(Excerpted records)

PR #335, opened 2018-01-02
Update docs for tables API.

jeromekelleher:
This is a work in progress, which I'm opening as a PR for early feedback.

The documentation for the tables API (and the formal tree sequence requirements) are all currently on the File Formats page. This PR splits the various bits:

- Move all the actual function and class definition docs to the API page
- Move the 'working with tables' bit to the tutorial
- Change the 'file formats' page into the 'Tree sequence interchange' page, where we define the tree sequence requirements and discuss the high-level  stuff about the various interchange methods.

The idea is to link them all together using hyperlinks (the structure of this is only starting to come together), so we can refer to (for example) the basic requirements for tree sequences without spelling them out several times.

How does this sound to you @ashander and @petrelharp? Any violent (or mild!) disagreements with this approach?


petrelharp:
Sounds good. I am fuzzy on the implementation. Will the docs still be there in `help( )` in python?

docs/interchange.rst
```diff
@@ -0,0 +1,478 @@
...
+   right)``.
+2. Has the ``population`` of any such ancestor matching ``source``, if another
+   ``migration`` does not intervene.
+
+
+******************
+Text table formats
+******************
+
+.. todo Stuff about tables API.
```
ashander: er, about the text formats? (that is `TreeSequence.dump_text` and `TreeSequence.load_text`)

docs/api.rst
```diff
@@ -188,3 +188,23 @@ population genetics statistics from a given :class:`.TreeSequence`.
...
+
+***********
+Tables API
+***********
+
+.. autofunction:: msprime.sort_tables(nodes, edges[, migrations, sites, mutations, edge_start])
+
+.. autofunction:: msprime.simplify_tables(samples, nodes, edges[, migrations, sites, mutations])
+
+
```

(End Excerpted records)

What you should do — Search the material for "sites" and copy each matching line.

Solution to this task —
+.. autofunction:: msprime.sort_tables(nodes, edges[, migrations, sites, mutations, edge_start])
+.. autofunction:: msprime.simplify_tables(samples, nodes, edges[, migrations, sites, mutations])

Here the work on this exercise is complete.